▼
PR #418, opened 2020-02-09
Reduce tiling artifacts with normal map and foam

skaughtx0r:
This adds stochastic sampling to ocean normal and foam shaders to reduce tiling. Shader functions are from: https://www.reddit.com/r/Unity3D/comments/dhr5g2/i_made_a_stochastic_texture_sampling_shader/

This is mostly useful for calmer water and lower tiling values on the normal map.

Stochastic sampling disabled
stochastic-disabled

Stochastic sampling enabled
stochastic-enabled


huwb:
Thanks for this @skaughtx0r and apologies for the long delay getting back to you.

Very useful code!

I'm not sure about merging it in mainly from a perf perspective - i think with flow enabled we already take 8 samples of each texture, and this would make it 24 which may be a bit excessive to ship to everyone. There's probably smart strategies to reduce this a bunch. We take 2 samples to have panning normals, and then we do this at 2 different scales (to break up patterns in normal maps and to make normals work in the distance), then we do this twice to animate the texture when flow is enabled. Perhaps these different techniques coudl be combined/share samples, rather than exploding combinatorially!

skaughtx0r:
Thanks for taking a look at this, yeah I was a little concerned with the amount of texture samples, but I didn't notice too much of a performance hit. Not sure if I'd be able to figure out how to optimize it myself.

huwb:
Sure. I'm happy to have this open and at some point in the future my curiosity will get the better of me and i'll come back and do some tests :). Til then!

skaughtx0r:
I'm ok if you want to just close this PR (to clean things up). I found that this is way too expensive on lower-end hardware, I ended up just using a larger higher resolution normal map instead. Also, the tiling isn't super noticeable in the foam anyway except around the shorelines.

huwb:
I made a task on our internal list in the Long Term bucket to revisit this. I will close for now. I'll report back if/when we do experiment with this.

Thanks again for sharing this and for the info.

PR #419, opened 2020-02-10
Fix bug where Gerstner Batches weren't getting removed when changing scenes

skaughtx0r:
Not sure how to reproduce in Crest project, but in my game I was able to consistently get this to happen. Every time I'd leave a race course and go back to the main menu, the Gerstner Batches were not getting removed from the `RegisterLodDataInputBase` registrar. This was causing some weird artifacts making the water look very twitchy.

[Video of the bug](https://youtu.be/Dyh8h2tWgT4)

Removing the check for `OceanRenderer.Instance != null` seems to fix it. I'm not sure why the OceanRenderer is already null in the OnDisable() callback, but it doesn't appear to be used.


daleeidd:
Thanks! The video is private though

skaughtx0r:
Whoops, fixed.

huwb:
Thanks @skaughtx0r , that looks like a good change to me, merging

Issue #318, opened 2019-08-13
Curtain fog density seems to disappear at lower depths.


holdingjason:
This entire sequence was recreated in the latest master, standard demo.

1.  Density of fog effect on objects seems to clear up the deeper you go.
2.  This effect can also be noticed on terrain etc as well as objects.
3.  Darkening effect as you go deeper does not appear to effect things like terrain etc near camera.

Near surface see the nice blue haze you have on the crab, fish and especially the terrain.
https://cdn.discordapp.com/attachments/568134291540803595/610571334275170326/unknown.png

Still some of that blue haze but now it seems to have less impact on the crab and terrain.  Also no real change in the darkness of the terrain and crab.
https://cdn.discordapp.com/attachments/568134291540803595/610571462235127809/unknown.png

Deeper still no haze at all on the crab or terrain.  Lighting in the distance is now totally dark as it should be.  Lighting however on the terrain and crab is wrong since we should be dark here as well, even without the haze.  In this situation however we do need haze since I would want to bring down a light source so we could see, I would want it to then look like the first shot with the blue haze.
https://media.discordapp.net/attachments/568134291540803595/610571704153931785/unknown.png?width=1076&height=527

holdingjason:
Just screwing around with this.  I found this code in the oceanemmisive shader.  This is where we check the camera depth and end up going dark at somepoint.  However this also completely eliminates the haze effect since the color drops out completely.  Ambient Light and light from the directional source are still lighting the scene so that is why we get light on the terrain and objects etc.  I can replicate what I want by limiting camDepth to say no more then 10 or so and then adjusting the ambient/directional light source in code to slowly darken them.  This works for the most part however if I shine a spot light at that point (or I am guessing a point light) it does not pick up any of the scattering effect but looks crystal clear.

	if (i_outscatterLight)
	{
		half camDepth = max(_OceanCenterPosWorld.y - _WorldSpaceCameraPos.y, 0.0);
		
		if (i_underwater)
		{
			col *= exp(-_DepthFogDensity.xyz * camDepth * DEPTH_OUTSCATTER_CONSTANT);
		}
	}

holdingjason:
Further thinking on this.  I don't think we want the curtain to go to far into dark etc.  This won't work with other lighting techniques ala spot light etc without adding that lighting to the curtain as well so it mixes correctly and keep it hazy at a minimum with a min color scattering.  Just tossing around random thoughts after playing with the shader.

[...]

PR #428, opened 2020-02-29
When underwater, attenuate scene colour to model outscattering of light

huwb:
## Status

Ready to merge

## What & why

Right now when camera is deep underwater and close to the seabed, the seabed still appears bright and it looks weird. I believe this is the primary issue reported in #318 . This change multiplies the scene colour by a term based on camera depth to model light getting scattered out and diminishing with depth.

Without this change - cam deep underwater near terrain:

image

With this change - light diminishes naturally and will go to black if deep enough:

image

## How

Multiplies scene colour by term based on camera depth to model light getting scattered out and diminishing with depth.

## Testing

Ran in win64 editor. Ran win64 standalone build.

## Issues and limitations

None that i'm aware of. I suspected a few potential issues but it seems to work very well.

### DIFF
--- a/crest/Assets/Crest/Crest-Examples/Shared/Scripts/UnderwaterEnvironmentalLighting.cs
+++ b/crest/Assets/Crest/Crest-Examples/Shared/Scripts/UnderwaterEnvironmentalLighting.cs
@@ -13,36 +13,44 @@ namespace Crest
     /// </summary>
     public class UnderwaterEnvironmentalLighting : MonoBehaviour
     {
-        float lightIntensity;
-        float ambientIntensity;
-        float reflectionIntensity;
-        float fogDensity;
+        float _lightIntensity;
+        float _ambientIntensity;
+        float _reflectionIntensity;
+        float _fogDensity;
 
-        void OnEnable()
+        float _averageDensity = 0f;
+
+        void Start()
         {
+            Color density = OceanRenderer.Instance.OceanMaterial.GetColor("_DepthFogDensity");
+            _averageDensity = (density.r + density.g + density.b) / 3f;
+
             // Store lighting settings
-            lightIntensity = OceanRenderer.Instance._primaryLight.intensity;
-            ambientIntensity = RenderSettings.ambientIntensity;
-            reflectionIntensity = RenderSettings.reflectionIntensity;
-            fogDensity = RenderSettings.fogDensity;
+            _lightIntensity = OceanRenderer.Instance._primaryLight.intensity;
+            _ambientIntensity = RenderSettings.ambientIntensity;
+            _reflectionIntensity = RenderSettings.reflectionIntensity;
+            _fogDensity = RenderSettings.fogDensity;
         }
 
         void OnDisable()
         {
             // Restore lighting settings
-            OceanRenderer.Instance._primaryLight.intensity = lightIntensity;
-            RenderSettings.ambientIntensity = ambientIntensity;
-            RenderSettings.reflectionIntensity = reflectionIntensity;
-            RenderSettings.fogDensity = fogDensity;
+            OceanRenderer.Instance._primaryLight.intensity = _lightIntensity;
+            RenderSettings.ambientIntensity = _ambientIntensity;
+            RenderSettings.reflectionIntensity = _reflectionIntensity;
+            RenderSettings.fogDensity = _fogDensity;
         }
 
         void LateUpdate()
         {
-            // Darken light when viewer underwater
-            OceanRenderer.Instance._primaryLight.intensity = Mathf.Lerp(0, lightIntensity, OceanRenderer.Instance.DepthMultiplier);
-            RenderSettings.ambientIntensity = Mathf.Lerp(0, ambientIntensity, OceanRenderer.Instance.DepthMultiplier);
-            RenderSettings.reflectionIntensity = Mathf.Lerp(0, reflectionIntensity, OceanRenderer.Instance.DepthMultiplier);
-            RenderSettings.fogDensity = Mathf.Lerp(0, fogDensity, OceanRenderer.Instance.DepthMultiplier);
+            float depthMultiplier = Mathf.Exp(_averageDensity * 
+                Mathf.Min(OceanRenderer.Instance.ViewerHeightAboveWater, 0f));
+
+            // Darken environmental lighting when viewer underwater
+            OceanRenderer.Instance._primaryLight.intensity = Mathf.Lerp(0, _lightIntensity, depthMultiplier);
+            RenderSettings.ambientIntensity = Mathf.Lerp(0, _ambientIntensity, depthMultiplier);
+            RenderSettings.reflectionIntensity = Mathf.Lerp(0, _reflectionIntensity, depthMultiplier);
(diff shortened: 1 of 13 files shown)


daleeidd:
Although it does work well for the sun, it also affects other lights. It wouldn't be possible to do a deep underwater scene with a torch for example.

huwb:
Good point! Hadn't thought about that.

I'm not sure if there's a solution to that, as all the lighting is baked in at this point. 

I guess an alternative would be to use a script that actually scales down the directional light intensity. Might be just crazy enough to work. I'll post back when I've tried it.

moosichu:
Would the idea be to have a script which reduces the intensity of directional lights based on their distance from the camera based on the depth-fog-density?

huwb:
That would be an interesting test. Maybe just the sunlight (?) as assigned to the oceanrenderer. If you want to try it out feel free, otherwise i will later.

huwb:
Just reread your question, no it would just be reducing the directional light intensity based on camera depth compare to sea level. So moving the changes in this PR from the hlsl into a c# script:

```
				// Darken the background to model light outscattered as it passes from sun/env through water to the background surface
				half camDepth = max(_OceanCenterPosWorld.y - _WorldSpaceCameraPos.y, 0.0);
				sceneColour *= exp(-_DepthFogDensity.xyz * camDepth * DEPTH_OUTSCATTER_CONSTANT);
```

huwb:
Well think i found a pretty horrible unity bug. the tangent vector was using a transform node with the space set to Absolute World. i didnt think this mattered as its set to Direction so position should not influence it.

image

I guess what it is doing is a translation to convert from absolute world to world, and then treating the result as a direction, which meant it would shift around depending on camera location.

Setting the space to World seemed to be enough for me, but ill try it again at SRP level now.

huwb:
Not sure if you decided to pick this up @moosichu , apologies if so, but i had a bit more time and had a stab at this.

I multiply down the primary light intensity, and also the ambient light intensity. Both are required to ramp down the light.

I'm not sure how i feel about changing the light in the scene, but it seems to work and i cant put my finger on why its not a good idea, so maybe it will work.

The one thing i dont love is having to read the fog values off the material, which means if the value on the material is changed it wont be picked up. I also don't love that it runs per frame but i guess thats ok.

The last thing is that if underwater is not enabled then we wouldnt want this to run, potentially adding yet another user configurable option. This can probably be eliminated by moving the code to UnderwaterEffect.cs. I'll look at this if we decide to proceed with this approach.

I'll test in the 'RPs next.

daleeidd:
Having it as an option is a good idea since most weather assets override the sun values and they will have their own way of managing it. Is it possible to expose the multiplier as a property? Then we could have our own component in crest examples which applies the values to sun and ambient. This might work better for downstream too due to lighting differences.

huwb:
Ah good idea, I'll try

huwb:
Ok the mechanism i was using to scale down the ambient lighting - *RenderSettings.ambientIntensity* - does nothing at all in URP. I looked through the lighting code and didnt spot any reference to a scalar on the lighting.

In this case i'm inclined to stick with the original solution - just scale the background colour - and call not supporting local lights a limitation. Its a shame but i dont see a way around it. Let me know what you think.

daleeidd:
It works for me but only when a _Skybox Material_ is set and _Environmental Lighting > Source_ is set to _Skybox_. You should see the _Intensity Multiplier_ slider when the settings are correct.

Also, we will have to disable the fog when underwater. Either by disabling it, or countering it in the underwater curtain. HDRP (and SRP once it supports it) can simply use the volume framework to blend out the fog once deep enough underwater. Fog would affect the underwater effects regardless of our solution for outer scattering.

The last issue is to do with baked lighting. If the lighting is baked when the skybox exposure is set to one, the ambient probe will have some colour even when the intensity multiplier is set to 0. There is nothing we can do about that it seems until Unity supports realtime GI in SRP.

Also, if we expose the depth fog colour, as well as the multiplier, then users will be able to add scripts to their lights to get the right colour.

I'm happy to work on this if you want to work on other things?

huwb:
Thanks for the dilligence

Interesting that we're using *Gradient* as the source in that scene, im doubtful whether this should be the case. i'm guessing we should probably just switch it to skybox.

> For HDRP we would have to blend out (or blend in 0 exposure sky cos of default settings or disable those default settings) the atmosphere volume in addition to the directional light.

Ok makes sense

I think this would be really cool. Lets chat on discord about short-term priorities.

daleeidd:
I made it a seperate component. I have confirmed that it works with URP. 

I added a spotlight to the end of the camera. Let me know if you want it kept or not.

As for HDRP, I have worked out a solution which works. It just requires an additional global volume which we will blend in which overrides indirect lighting (and anything else we need) as zero.

daleeidd:
I was thinking one thing we could add is a light intensity parameter to the ocean material which we could increase with depth to counter the unnatural change in lighting. It didn't make much of a difference though.

huwb:
Tested on birp, looks really cool.

I'm not sure we should leave a spotlight on the camera by default, for perf and misc. I'll think about it. We can probably demo it in other ways, like little glowing red mines?

huwb:
I didnt understand the parameter note. What is the unnatural change? In any case sounds like it didnt make an impact.

huwb:
Would it be worth moving the changes in OceanRenderer into the underwater script? I think i'd vote for this - if we're going to add a new script might as well put all the changes there, perhaps?

There could conceivably be something else that cares about the depth multiplier in the future, but i dont know what that would be, and we could always move it back.

crest/Assets/Crest/Crest-Examples/Shared/Scripts/UnderwaterEnvironmentalLighting.cs
```diff
@@ -0,0 +1,48 @@
+﻿// Crest Ocean System
+
+// This file is subject to the MIT License as seen in the root of this folder structure (LICENSE)
+
+using UnityEngine;
+
+namespace Crest
+{
+    /// <summary>
+    /// Provides outer scattering based on the camera's underwater depth. It scales down environmental lighting
```
huwb: Minor typo - outer scattering should be 'outscattering'

daleeidd:
> I'm not sure we should leave a spotlight on the camera by default, for perf and misc. I'll think about it. We can probably demo it in other ways, like little glowing red mines?

Sounds good. Done.

> Would it be worth moving the changes in OceanRenderer into the underwater script?

Sure thing. Done.

> I didnt understand the parameter note. What is the unnatural change? In any case sounds like it didnt make an impact.

We are reducing the lighting which affects the ocean surface and depth fog. I thought it would make the surface darken sooner than it should. But the impact was minor (I was sticking between 1 and 2 multiplier).

I also ported the out-scattering constant over.

crest/Assets/Crest/Crest-Examples/Shared/Scripts/UnderwaterEnvironmentalLighting.cs
daleeidd: Thanks for the correction. For some reason it has been outer scattering in my mind this whole time lol

huwb:
Happy for this to merge when you are. Nice one

daleeidd:
Your additions looks great. Merged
▲
**Instructions to follow**
The lines from the one holding "I also ported" to the last line of the entries, both included: retype them exactly and give nothing else.

**Solution for this task**
I also ported the out-scattering constant over.

crest/Assets/Crest/Crest-Examples/Shared/Scripts/UnderwaterEnvironmentalLighting.cs
daleeidd: Thanks for the correction. For some reason it has been outer scattering in my mind this whole time lol

huwb:
Happy for this to merge when you are. Nice one

daleeidd:
Your additions looks great. Merged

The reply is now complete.